> _Problem to work on_
Would you please restate all of the data exactly?

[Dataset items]
PR #407, opened 2022-01-25
Custom derive for cli

fewensa:
Add custom derive command for cli

Example

```
subxt codegen --url https://pangolin-rpc.darwinia.network --derive Clone --derive Other
```

### DIFF
--- a/cli/src/main.rs
+++ b/cli/src/main.rs
@@ -33,6 +33,12 @@ use std::{
     path::PathBuf,
 };
 use structopt::StructOpt;
+use subxt_codegen::GeneratedTypeDerives;
+use syn::{
+    punctuated::Punctuated,
+    Ident,
+    __private::Span,
+};
 
 /// Utilities for working with substrate metadata for subxt.
 #[derive(Debug, StructOpt)]
@@ -70,6 +76,9 @@ enum Command {
         /// the path to the encoded metadata file.
         #[structopt(short, long, parse(from_os_str))]
         file: Option<PathBuf>,
+        /// Additional derives
+        #[structopt(long = "derive")]
+        derives: Vec<String>,
     },
 }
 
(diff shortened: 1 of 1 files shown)


cli/src/main.rs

> _Response to the task_
PR #407, opened 2022-01-25
Custom derive for cli

fewensa:
Add custom derive command for cli

Example

```
subxt codegen --url https://pangolin-rpc.darwinia.network --derive Clone --derive Other
```

### DIFF
--- a/cli/src/main.rs
+++ b/cli/src/main.rs
@@ -33,6 +33,12 @@ use std::{
     path::PathBuf,
 };
 use structopt::StructOpt;
+use subxt_codegen::GeneratedTypeDerives;
+use syn::{
+    punctuated::Punctuated,
+    Ident,
+    __private::Span,
+};
 
 /// Utilities for working with substrate metadata for subxt.
 #[derive(Debug, StructOpt)]
@@ -70,6 +76,9 @@ enum Command {
         /// the path to the encoded metadata file.
         #[structopt(short, long, parse(from_os_str))]
         file: Option<PathBuf>,
+        /// Additional derives
+        #[structopt(long = "derive")]
+        derives: Vec<String>,
     },
 }
 
(diff shortened: 1 of 1 files shown)


cli/src/main.rs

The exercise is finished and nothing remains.